Growth varies from area to area, depending upon substrate depth and environmental conditions. Growth (measured as shell length) is generally rapid from years 0-15 and then the rate slows and the shell thickness increases. Average shell lengths range from 12.0 cm (Dallas Bank) to 16.8 cm (Fishermans Point), (Hoffmann et al., 2000).
How large can geoducks become?
The maximum mass measured in Washington state from a WDFW survey sample was 3700 grams or 8.16 pounds (Adelma Beach, 11/8/2000). The Puget Sound average geoduck weight from survey samples is 938 grams or 2.07 pounds.
How is this wild stock geoduck fishery managed for sustainability?
An important tool for biological management of this fishery is development of a sustainable harvest rate. The most recent yield model was developed by Bradbury, et al. (2000). The harvest rate is 2.7% of current stock estimates, and is based on biological parameters of geoduck clams including natural mortality, growth, maturity, and selection into the fishery. Another cornerstone of responsible management is to survey commercial geoduck tracts to obtain estimates of biomass. Discrete geoduck “tracts” are sampled for geoduck density and weight, to estimate pre-fishing biomass prior to harvest. Following harvest, tracts are re-surveyed to corroborate harvest reported on fish tickets and to establish a post-fishing biomass estimate. Accurate catch accounting is also important for fishery management. The DNR harvest monitoring program assures harvest occurs within designated tract and that harvest is accurately reported.
How are other species protected during geoduck harvest?
To minimize impacts to benthic species, selective harvest gear is used (water jet) during commercial tract harvest, and geoducks are individually harvested. Sensitive spawning, nursery, and migratory habitat of other important marine species (including forage fish, crab, and salmon) are identified and excluded from geoduck harvest areas.

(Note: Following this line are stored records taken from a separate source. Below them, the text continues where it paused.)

PR #105, opened 2020-05-15
Add support to apply labels when upstream issue is closed

csomh:
Make it possible to configure a list of labels to be applied on Jira
cards, when the corresponding upstream issue is closed.

Example:

```python
{
    'issue_updates': [
        {'on_close': {'apply_labels': ['closed-upstream']}
    ]
}
```

This can come handy, when one doesn't want to automatically close
downstream issues when upstream issues are closed, but still want's to
have an easy way to filter for such issues in Jira.

### DIFF
--- a/sync2jira/downstream_issue.py
+++ b/sync2jira/downstream_issue.py
@@ -718,7 +718,7 @@ def _update_jira_issue(existing, issue, client):
     log.info("Updating information for upstream issue: %s" % issue.title)
 
     # Get a list of what the user wants to update for the upstream issue
-    updates = issue.downstream.get('issue_updates', {})
+    updates = issue.downstream.get('issue_updates', [])
 
     # Update relevant data if needed
     # If the user has specified nothing
--- a/sync2jira/downstream_issue.py
+++ b/sync2jira/downstream_issue.py
@@ -1060,6 +1060,27 @@ def _update_assignee(client, existing, issue, updates):
                     confluence_client.update_stat_page(confluence_data)
 
 
+def _update_jira_labels(issue, labels):
+    """Update a Jira issue with 'labels'
+
+    Do this only if the current labels would change.
+
+    :param jira.resource.Issue issue: Jira issue to be updated
+    :param list<strings> labels: Lables to be applied on the issue
+    :returns: None
+    """
+    _labels = sorted(labels)
+    if _labels == sorted(issue.fields.labels):
+        return
+
+    data = {'labels': _labels}
+    issue.update(data)
+    log.info('Updated %s tag(s)' % len(_labels))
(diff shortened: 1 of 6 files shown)


sidpremkumar:
Has this been tested locally?

csomh:
> Has this been tested locally?

I don't have the environment to do so, so it wasn't.

sync2jira/downstream_issue.py
```diff
@@ -767,6 +767,16 @@ def _update_jira_issue(existing, issue, client):
         log.info("Looking for new transition(s)")
         _update_transition(client, existing, issue)
 
+    on_close_updates = None
```
sidpremkumar, line 770: Could you add a comment on what we are syncing `# Only synchronize close labels for listings tat op-in?

Also, can we move lines 770-774 to inside the `_update_on_close` function? That way we can keep `_update_jira_issue` really clean?

sidpremkumar:
> > Has this been tested locally?
> 
> I don't have the environment to do so, so it wasn't.

Okay, when we are ready to merge. I will test locally prior.

sync2jira/downstream_issue.py
csomh: > Could you add a comment on what we are syncing `# Only synchronize close labels for listings that op-in?`
> 

Sure.

> Also, can we move lines 770-774 to inside the `_update_on_close` function? That way we can keep `_update_jira_issue` really clean?

Doing this would mean that the `issue_updates` list would be needed to be parsed 2 times: once in `if any(..)` and then once again in `_update_on_close()`, in order to extract the `on_close` dictionary from the list. Is doing this work twice okay?

csomh: Or `_update_on_close()` could be called without a condition. But then it would not be visible from `_update_jira_issue` that this action as optional.

sidpremkumar: Call `_update_on_close()` without a conditional, log something like `Attempting to sync close labels` and then inside `_update_on_close ()` log something like `Synced XYZ labels` if we were able to sync anything. 

This has been the workflow we've used for other fields.

sidpremkumar: If you think it makes more sense, you can also check the conditional first. I will leave it up to you, but try to take as much code off our `_update_jira_issue`

csomh: Updated to have an unconditional `_update_on_close()` call.

sidpremkumar: Looks good, I'll test & merge if it passes later today.

sidpremkumar:
It looks like its working. Merging: 
image

PR #110, opened 2020-05-26
Update CI to include sync-page

sidpremkumar:


sidpremkumar:
@gabdzo  Just wanted to show you this, this is how we add CD items, FYI: we build this service (image) on openshift, not through quay as it requires private information.

PR #112, opened 2020-05-26
Add issue links to pr

sidpremkumar:
~~Testing on Stage prior to master~~
Tested on Stage and everything went as expected. 
From the original issue:

> It would be cool when we link a PR we add the PR URL to issue_links on JIRA
> Taking this Issue. also we need to check against issue_links, instead of just looking for a matching comment. I noticed that sometimes we could double comment when a user would remove the WIP title.

### DIFF
--- a/sync2jira/downstream_issue.py
+++ b/sync2jira/downstream_issue.py
@@ -434,13 +434,13 @@ def _get_existing_jira_issue_legacy(client, issue, config):
         return None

What else is being done to assure good management of geoduck clams?
In addition to harvest-related surveys, other geoduck bed surveys are undertaken to improve the precision of biomass estimates and to verify biomass in areas which may have experienced unexpected mortalities from environmental change or illegal harvest activity. On-going studies are undertaken to improve estimates of mortality, growth, recruitment, recovery of harvested tracts, and to evaluate potential impacts to other marine and marine-water-dependent species.